Copy out each line below containing "introduced".

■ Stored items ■
-------
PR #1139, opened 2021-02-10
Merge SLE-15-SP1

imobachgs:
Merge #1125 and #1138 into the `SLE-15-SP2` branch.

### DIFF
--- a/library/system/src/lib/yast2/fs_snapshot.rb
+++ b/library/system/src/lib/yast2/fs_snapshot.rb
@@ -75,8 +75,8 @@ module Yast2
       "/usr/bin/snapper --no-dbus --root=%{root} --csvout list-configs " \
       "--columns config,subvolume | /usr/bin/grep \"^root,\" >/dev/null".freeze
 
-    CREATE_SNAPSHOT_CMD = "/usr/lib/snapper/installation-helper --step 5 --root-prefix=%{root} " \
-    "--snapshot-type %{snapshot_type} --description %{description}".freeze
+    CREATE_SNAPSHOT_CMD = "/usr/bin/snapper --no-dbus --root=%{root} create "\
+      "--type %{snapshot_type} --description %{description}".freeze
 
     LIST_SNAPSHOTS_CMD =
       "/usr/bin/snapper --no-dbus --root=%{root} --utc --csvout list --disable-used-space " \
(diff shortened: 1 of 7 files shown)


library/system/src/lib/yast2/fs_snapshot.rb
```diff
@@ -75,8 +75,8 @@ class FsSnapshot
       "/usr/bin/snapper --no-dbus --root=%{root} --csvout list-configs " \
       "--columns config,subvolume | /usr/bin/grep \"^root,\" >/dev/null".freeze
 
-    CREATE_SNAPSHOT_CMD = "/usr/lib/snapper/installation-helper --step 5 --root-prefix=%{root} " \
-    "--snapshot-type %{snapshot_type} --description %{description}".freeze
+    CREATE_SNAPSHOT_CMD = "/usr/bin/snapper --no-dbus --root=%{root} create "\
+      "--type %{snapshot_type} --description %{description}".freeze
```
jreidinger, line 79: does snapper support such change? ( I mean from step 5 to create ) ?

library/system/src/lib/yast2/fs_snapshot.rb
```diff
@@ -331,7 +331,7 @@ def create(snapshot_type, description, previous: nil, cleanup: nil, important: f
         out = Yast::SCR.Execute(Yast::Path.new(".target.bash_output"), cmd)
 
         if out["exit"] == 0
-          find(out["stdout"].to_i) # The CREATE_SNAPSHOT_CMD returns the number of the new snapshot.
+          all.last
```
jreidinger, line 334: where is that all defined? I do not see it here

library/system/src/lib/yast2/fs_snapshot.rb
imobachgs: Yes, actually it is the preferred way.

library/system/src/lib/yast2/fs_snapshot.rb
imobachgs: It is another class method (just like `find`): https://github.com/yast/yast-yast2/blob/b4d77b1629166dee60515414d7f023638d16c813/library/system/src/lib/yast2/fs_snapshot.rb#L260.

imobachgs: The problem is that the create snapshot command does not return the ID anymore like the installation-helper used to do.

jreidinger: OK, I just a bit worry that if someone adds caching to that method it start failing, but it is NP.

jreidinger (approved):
-------
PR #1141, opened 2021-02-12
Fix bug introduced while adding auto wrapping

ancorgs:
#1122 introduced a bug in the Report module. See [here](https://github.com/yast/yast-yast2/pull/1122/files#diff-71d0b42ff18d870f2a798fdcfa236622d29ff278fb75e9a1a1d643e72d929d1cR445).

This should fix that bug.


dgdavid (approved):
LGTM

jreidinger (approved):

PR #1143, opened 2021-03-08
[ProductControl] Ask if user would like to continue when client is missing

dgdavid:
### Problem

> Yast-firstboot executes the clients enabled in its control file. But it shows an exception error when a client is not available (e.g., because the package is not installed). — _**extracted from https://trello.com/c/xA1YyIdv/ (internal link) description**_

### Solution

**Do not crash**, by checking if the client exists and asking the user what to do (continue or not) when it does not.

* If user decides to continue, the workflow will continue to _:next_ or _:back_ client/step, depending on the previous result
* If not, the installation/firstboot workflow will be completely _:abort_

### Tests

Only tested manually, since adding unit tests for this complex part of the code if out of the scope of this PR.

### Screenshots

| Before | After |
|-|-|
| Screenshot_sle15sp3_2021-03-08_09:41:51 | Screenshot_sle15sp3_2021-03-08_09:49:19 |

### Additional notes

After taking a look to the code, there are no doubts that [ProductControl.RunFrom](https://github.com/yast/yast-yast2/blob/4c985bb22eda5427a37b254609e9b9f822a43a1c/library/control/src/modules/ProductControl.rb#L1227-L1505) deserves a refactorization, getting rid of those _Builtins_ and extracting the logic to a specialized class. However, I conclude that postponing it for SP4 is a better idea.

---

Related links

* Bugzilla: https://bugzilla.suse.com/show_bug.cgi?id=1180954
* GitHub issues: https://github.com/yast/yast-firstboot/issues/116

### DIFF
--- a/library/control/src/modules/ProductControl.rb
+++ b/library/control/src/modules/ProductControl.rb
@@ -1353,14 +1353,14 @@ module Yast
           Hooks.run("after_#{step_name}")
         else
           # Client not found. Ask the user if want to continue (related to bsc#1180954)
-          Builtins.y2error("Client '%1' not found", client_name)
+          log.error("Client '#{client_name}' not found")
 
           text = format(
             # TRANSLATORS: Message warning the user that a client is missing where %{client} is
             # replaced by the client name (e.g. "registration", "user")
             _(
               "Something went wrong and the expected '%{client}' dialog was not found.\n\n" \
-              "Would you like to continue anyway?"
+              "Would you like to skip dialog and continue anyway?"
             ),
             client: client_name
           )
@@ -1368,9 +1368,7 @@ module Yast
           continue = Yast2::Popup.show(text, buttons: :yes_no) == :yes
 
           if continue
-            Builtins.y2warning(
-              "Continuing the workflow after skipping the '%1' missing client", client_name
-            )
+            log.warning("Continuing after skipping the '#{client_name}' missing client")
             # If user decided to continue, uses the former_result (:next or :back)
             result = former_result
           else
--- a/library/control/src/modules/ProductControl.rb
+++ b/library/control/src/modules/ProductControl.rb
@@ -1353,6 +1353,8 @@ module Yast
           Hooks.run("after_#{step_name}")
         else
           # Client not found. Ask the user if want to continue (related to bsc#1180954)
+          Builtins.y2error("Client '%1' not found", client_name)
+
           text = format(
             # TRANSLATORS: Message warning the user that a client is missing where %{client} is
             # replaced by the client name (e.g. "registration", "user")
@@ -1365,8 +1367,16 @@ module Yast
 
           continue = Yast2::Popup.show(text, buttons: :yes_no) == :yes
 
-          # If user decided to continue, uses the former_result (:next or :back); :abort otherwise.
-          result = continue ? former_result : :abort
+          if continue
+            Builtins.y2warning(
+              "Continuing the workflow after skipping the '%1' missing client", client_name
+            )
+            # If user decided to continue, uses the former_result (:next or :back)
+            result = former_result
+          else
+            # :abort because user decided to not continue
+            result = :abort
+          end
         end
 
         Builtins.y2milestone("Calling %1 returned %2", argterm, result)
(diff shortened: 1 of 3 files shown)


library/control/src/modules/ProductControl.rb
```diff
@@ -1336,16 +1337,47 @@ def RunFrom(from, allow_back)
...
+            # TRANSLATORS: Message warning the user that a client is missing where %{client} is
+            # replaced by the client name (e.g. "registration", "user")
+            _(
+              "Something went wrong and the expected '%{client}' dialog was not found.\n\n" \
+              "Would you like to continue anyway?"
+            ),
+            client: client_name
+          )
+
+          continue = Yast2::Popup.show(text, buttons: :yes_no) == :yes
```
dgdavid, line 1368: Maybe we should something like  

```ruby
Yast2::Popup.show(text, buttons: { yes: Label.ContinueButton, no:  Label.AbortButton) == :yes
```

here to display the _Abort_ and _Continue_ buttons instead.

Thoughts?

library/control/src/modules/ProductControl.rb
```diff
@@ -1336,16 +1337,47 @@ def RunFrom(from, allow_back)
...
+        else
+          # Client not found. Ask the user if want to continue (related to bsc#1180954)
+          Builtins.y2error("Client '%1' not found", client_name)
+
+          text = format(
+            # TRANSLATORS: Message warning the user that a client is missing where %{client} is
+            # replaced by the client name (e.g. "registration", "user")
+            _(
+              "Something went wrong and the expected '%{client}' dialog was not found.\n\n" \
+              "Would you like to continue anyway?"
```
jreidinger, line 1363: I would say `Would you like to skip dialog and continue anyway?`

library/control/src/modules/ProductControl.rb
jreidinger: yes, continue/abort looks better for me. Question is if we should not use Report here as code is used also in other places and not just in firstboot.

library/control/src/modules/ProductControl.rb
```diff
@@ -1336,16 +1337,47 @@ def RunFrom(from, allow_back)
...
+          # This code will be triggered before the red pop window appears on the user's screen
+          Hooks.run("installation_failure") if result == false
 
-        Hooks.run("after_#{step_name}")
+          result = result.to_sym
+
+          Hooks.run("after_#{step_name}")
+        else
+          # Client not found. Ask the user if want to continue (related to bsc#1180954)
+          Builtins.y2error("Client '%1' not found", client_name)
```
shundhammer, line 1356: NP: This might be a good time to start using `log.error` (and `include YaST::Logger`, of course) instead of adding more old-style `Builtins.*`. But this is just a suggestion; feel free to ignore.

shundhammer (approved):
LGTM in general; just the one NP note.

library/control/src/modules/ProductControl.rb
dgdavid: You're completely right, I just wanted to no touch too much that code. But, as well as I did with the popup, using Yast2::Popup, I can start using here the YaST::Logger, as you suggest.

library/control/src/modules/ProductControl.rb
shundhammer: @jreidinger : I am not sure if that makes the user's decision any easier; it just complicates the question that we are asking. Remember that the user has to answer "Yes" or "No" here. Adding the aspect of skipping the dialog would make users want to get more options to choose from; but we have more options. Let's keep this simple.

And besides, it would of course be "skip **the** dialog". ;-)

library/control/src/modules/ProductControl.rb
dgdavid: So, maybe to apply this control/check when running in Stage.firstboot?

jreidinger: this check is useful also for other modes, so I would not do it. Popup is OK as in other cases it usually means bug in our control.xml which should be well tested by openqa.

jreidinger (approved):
-------
■ Written solution ■
Fix bug introduced while adding auto wrapping
#1122 introduced a bug in the Report module. See [here](https://github.com/yast/yast-yast2/pull/1122/files#diff-71d0b42ff18d870f2a798fdcfa236622d29ff278fb75e9a1a1d643e72d929d1cR445).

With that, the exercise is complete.